[Dataset excerpts]
————————

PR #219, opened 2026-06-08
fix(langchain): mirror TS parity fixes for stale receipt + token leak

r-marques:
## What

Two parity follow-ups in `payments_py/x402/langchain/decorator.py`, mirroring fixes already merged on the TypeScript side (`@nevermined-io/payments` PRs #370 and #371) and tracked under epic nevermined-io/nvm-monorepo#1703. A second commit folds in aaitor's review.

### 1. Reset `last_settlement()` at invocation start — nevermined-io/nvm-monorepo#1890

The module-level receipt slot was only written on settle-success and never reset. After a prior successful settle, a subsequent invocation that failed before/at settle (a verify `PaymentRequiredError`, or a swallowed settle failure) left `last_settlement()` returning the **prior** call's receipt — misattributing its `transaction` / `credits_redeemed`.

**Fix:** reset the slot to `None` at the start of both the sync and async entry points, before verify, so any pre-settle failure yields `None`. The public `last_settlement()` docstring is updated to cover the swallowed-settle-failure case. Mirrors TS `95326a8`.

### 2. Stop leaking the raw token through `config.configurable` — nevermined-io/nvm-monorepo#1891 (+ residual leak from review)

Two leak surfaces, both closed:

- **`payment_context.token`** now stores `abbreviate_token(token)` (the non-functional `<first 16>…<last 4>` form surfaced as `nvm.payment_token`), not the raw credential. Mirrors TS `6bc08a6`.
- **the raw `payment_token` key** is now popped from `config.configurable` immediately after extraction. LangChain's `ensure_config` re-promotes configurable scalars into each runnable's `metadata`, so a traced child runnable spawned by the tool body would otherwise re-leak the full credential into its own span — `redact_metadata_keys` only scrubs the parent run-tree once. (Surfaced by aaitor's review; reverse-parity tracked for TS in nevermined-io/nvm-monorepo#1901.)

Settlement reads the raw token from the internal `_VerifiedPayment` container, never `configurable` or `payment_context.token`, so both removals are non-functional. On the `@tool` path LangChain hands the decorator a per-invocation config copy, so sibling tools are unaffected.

————————

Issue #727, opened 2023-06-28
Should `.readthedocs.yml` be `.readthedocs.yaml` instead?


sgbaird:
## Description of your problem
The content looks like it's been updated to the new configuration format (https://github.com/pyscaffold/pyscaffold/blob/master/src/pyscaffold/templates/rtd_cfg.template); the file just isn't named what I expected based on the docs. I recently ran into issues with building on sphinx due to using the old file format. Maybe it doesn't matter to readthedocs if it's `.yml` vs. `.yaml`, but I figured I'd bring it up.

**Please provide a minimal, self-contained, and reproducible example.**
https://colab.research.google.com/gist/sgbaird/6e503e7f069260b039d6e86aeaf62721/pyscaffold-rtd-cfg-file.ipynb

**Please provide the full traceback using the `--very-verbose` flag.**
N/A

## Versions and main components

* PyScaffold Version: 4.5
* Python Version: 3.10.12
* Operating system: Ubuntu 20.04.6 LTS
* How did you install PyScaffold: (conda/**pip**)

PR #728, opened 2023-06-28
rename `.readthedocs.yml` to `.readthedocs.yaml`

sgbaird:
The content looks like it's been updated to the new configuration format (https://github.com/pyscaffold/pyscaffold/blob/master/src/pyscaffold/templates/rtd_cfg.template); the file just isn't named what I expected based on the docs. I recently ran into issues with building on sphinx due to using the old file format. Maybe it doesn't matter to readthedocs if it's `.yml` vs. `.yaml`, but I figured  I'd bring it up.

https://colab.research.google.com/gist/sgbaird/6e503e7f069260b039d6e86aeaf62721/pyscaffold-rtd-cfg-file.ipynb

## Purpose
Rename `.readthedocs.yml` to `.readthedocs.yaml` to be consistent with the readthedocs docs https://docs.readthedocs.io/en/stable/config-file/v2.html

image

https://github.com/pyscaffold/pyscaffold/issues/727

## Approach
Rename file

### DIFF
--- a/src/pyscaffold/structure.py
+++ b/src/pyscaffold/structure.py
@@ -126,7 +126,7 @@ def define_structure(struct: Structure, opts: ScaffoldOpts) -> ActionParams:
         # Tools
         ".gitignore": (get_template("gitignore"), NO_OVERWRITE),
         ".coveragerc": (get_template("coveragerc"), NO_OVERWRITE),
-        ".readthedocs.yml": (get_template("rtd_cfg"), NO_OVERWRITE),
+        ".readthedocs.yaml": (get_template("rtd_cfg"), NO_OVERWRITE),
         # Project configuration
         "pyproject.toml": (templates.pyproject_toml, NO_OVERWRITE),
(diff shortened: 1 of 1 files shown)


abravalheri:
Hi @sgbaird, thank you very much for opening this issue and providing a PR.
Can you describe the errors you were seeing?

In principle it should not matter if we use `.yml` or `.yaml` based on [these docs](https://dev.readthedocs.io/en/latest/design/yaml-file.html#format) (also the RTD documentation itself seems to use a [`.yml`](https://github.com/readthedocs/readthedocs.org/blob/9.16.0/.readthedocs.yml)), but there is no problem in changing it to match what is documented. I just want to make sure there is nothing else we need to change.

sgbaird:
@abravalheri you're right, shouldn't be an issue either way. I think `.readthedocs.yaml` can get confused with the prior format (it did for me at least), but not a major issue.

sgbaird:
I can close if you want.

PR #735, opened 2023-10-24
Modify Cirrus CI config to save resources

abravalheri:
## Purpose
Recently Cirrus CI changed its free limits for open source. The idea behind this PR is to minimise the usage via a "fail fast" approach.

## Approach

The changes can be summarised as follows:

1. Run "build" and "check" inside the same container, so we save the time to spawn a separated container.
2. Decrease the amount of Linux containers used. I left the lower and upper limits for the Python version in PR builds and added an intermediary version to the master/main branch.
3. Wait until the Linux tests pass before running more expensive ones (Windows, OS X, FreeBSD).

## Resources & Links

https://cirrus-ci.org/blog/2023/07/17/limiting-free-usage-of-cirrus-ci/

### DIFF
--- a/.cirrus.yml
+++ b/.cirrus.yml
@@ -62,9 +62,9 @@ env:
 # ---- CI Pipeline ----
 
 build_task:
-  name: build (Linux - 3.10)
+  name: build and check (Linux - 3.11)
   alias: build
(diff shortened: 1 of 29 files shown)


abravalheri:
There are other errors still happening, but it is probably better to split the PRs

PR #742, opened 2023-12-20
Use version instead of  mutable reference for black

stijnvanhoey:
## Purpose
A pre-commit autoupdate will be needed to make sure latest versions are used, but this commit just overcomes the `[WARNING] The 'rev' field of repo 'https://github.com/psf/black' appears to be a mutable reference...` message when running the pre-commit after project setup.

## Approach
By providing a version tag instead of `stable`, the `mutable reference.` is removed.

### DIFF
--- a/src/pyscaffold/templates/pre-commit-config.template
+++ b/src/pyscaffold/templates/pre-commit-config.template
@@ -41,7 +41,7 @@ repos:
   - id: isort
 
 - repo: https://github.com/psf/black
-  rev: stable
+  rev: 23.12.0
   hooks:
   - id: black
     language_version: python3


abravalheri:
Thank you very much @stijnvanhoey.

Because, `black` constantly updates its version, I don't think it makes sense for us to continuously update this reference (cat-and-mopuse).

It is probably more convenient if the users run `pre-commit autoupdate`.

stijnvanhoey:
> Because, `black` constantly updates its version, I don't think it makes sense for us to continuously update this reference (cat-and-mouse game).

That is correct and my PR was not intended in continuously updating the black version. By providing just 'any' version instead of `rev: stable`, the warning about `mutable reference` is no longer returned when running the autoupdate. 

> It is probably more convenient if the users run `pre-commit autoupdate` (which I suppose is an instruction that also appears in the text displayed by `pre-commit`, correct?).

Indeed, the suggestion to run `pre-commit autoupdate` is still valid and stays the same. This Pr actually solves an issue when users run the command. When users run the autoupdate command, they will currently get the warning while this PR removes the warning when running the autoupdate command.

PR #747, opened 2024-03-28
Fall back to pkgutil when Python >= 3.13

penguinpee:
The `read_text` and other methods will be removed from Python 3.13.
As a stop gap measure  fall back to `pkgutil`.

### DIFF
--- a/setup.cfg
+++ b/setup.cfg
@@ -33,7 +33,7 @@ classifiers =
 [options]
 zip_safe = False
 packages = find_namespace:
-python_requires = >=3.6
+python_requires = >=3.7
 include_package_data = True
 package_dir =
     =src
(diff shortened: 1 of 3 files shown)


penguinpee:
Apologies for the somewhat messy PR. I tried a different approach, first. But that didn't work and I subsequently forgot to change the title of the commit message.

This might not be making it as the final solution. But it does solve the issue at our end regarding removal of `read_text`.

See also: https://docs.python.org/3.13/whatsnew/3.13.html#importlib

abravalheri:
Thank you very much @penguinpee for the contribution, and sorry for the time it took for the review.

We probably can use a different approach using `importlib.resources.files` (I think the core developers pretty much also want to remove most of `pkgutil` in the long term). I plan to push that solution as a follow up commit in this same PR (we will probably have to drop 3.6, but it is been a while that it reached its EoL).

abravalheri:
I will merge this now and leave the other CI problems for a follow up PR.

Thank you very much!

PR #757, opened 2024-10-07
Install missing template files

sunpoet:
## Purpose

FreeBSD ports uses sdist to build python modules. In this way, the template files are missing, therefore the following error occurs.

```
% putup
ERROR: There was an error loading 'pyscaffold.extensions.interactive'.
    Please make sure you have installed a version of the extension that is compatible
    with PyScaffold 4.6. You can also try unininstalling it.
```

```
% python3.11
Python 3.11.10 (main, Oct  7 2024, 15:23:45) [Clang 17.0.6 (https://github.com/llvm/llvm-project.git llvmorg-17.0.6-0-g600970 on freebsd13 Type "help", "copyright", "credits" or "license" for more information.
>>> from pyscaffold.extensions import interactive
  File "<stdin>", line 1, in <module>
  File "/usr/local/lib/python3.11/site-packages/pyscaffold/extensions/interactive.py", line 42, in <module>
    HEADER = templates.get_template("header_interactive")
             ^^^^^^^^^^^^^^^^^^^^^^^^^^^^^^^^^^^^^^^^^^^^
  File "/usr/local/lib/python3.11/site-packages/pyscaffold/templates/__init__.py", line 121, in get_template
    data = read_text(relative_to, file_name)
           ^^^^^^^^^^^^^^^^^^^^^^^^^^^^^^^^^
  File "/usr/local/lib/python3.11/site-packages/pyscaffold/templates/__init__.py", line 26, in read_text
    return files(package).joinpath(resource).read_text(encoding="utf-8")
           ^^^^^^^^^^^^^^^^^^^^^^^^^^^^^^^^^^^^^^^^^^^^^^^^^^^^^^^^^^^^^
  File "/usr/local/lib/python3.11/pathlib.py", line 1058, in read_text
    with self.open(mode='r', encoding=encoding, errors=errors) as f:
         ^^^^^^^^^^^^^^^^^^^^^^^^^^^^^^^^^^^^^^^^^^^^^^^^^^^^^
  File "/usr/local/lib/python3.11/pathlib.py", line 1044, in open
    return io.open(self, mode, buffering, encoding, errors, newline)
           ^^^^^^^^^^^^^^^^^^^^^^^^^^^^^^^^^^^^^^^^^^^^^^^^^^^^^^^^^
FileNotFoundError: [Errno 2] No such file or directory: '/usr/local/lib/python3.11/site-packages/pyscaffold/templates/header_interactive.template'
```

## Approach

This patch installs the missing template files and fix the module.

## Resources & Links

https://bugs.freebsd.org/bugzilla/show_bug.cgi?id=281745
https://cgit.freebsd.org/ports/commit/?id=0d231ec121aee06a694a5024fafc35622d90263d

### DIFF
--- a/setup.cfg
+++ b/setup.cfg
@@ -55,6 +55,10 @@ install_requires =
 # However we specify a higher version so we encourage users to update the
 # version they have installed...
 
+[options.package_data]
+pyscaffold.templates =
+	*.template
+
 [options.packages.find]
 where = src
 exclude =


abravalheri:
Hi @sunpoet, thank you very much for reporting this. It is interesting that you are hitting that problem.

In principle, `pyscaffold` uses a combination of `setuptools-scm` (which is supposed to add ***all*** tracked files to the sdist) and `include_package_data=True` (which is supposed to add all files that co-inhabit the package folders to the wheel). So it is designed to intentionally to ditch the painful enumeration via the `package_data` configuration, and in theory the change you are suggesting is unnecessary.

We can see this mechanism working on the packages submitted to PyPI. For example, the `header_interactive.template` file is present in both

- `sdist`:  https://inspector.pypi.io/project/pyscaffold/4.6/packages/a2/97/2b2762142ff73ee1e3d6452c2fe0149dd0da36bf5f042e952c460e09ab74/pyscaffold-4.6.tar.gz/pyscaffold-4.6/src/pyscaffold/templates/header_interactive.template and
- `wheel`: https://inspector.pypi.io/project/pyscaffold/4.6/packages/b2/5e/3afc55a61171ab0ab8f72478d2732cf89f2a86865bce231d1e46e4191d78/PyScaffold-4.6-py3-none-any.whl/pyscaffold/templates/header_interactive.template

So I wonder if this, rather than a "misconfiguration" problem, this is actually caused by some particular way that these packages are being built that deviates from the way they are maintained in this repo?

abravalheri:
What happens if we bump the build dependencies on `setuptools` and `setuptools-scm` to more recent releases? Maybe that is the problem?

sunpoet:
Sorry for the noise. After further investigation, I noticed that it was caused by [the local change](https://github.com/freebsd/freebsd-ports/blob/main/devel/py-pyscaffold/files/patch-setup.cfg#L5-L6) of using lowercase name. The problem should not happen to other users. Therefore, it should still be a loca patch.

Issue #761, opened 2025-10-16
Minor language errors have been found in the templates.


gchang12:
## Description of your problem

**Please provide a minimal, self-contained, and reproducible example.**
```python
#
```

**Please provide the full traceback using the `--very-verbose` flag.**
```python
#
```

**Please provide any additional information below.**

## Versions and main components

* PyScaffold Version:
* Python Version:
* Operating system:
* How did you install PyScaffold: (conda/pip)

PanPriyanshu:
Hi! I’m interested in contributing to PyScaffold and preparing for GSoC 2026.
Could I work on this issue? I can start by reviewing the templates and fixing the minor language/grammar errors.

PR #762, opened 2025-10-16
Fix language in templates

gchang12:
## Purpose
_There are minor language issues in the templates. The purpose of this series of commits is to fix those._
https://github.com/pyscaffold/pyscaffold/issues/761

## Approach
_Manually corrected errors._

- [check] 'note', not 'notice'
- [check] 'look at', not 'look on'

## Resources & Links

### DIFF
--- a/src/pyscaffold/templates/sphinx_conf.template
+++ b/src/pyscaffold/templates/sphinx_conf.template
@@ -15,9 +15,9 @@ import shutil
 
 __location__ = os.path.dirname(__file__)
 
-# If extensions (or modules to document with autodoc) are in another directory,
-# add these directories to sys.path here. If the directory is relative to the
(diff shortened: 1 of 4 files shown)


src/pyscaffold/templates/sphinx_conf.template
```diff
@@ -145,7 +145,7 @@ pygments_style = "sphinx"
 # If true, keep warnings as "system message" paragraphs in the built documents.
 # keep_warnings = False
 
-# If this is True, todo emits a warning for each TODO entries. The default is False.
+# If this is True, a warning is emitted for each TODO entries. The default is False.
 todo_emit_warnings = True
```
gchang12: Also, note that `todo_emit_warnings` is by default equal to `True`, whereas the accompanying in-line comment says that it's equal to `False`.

————————

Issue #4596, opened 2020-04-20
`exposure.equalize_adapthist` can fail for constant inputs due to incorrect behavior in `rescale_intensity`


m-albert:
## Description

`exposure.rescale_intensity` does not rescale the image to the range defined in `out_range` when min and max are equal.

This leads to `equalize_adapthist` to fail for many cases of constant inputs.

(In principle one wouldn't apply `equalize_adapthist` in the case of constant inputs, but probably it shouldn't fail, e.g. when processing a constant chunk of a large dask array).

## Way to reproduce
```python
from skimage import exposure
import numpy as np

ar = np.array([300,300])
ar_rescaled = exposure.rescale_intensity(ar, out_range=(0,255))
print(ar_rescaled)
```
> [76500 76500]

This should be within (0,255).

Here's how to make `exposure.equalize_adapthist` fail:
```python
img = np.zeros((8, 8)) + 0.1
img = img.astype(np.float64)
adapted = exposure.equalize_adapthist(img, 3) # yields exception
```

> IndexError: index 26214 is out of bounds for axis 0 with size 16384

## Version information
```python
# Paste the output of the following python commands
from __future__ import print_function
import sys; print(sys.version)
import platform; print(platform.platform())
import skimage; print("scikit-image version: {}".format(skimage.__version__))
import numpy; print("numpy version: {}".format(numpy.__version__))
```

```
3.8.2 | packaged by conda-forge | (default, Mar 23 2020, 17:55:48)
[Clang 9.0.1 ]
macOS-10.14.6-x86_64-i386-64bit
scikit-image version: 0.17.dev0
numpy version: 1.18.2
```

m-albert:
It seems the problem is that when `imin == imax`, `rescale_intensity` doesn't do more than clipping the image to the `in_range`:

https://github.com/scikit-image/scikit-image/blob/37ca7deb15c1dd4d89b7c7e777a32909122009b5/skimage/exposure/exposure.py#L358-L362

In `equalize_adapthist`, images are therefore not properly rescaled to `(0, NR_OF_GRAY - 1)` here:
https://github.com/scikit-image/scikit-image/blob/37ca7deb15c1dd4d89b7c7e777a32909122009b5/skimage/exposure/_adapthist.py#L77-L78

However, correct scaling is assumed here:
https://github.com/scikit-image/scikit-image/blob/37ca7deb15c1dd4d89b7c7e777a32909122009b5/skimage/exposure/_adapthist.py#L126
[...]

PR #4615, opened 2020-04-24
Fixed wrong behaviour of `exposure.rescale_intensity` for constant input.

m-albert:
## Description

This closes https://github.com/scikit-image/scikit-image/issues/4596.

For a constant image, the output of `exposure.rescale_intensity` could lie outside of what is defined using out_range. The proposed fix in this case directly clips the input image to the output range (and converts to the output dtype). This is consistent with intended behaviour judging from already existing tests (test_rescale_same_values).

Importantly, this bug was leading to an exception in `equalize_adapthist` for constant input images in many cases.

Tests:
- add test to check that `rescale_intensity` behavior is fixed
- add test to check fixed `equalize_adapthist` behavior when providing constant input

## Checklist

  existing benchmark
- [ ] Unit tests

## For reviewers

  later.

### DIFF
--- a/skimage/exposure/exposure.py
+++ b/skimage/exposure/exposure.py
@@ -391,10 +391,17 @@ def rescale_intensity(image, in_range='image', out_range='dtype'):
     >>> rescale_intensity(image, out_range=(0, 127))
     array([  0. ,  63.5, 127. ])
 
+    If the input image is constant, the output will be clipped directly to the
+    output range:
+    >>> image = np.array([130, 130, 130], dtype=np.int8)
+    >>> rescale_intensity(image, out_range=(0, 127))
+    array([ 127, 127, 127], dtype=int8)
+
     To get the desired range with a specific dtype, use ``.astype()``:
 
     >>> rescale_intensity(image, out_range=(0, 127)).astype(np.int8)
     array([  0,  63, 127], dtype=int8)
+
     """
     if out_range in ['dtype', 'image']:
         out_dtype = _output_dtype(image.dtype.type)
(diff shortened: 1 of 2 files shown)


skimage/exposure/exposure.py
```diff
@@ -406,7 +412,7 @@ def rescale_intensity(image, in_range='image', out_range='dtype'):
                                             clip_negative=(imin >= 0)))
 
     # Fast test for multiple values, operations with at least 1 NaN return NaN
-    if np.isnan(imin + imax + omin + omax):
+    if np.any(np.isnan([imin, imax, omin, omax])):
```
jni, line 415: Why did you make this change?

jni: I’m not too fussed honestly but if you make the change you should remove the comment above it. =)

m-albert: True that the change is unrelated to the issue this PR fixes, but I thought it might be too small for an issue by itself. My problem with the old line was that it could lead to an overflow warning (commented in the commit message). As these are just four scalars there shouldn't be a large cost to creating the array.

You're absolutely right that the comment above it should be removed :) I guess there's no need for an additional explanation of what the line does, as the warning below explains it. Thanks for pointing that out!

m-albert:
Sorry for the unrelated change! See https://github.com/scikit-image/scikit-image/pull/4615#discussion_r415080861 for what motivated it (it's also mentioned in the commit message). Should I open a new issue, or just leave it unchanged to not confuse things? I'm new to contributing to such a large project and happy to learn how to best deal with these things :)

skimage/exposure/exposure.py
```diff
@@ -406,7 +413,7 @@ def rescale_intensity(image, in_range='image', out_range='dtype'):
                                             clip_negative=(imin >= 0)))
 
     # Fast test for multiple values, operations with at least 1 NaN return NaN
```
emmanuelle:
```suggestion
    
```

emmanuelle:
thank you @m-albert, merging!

————————

# EXERCISE PROMPT:
Wherever the word "patch" occurs in the data above, copy the line it sits in.

# WORKED SOLUTION:
This patch installs the missing template files and fix the module.
Sorry for the noise. After further investigation, I noticed that it was caused by [the local change](https://github.com/freebsd/freebsd-ports/blob/main/devel/py-pyscaffold/files/patch-setup.cfg#L5-L6) of using lowercase name. The problem should not happen to other users. Therefore, it should still be a loca patch.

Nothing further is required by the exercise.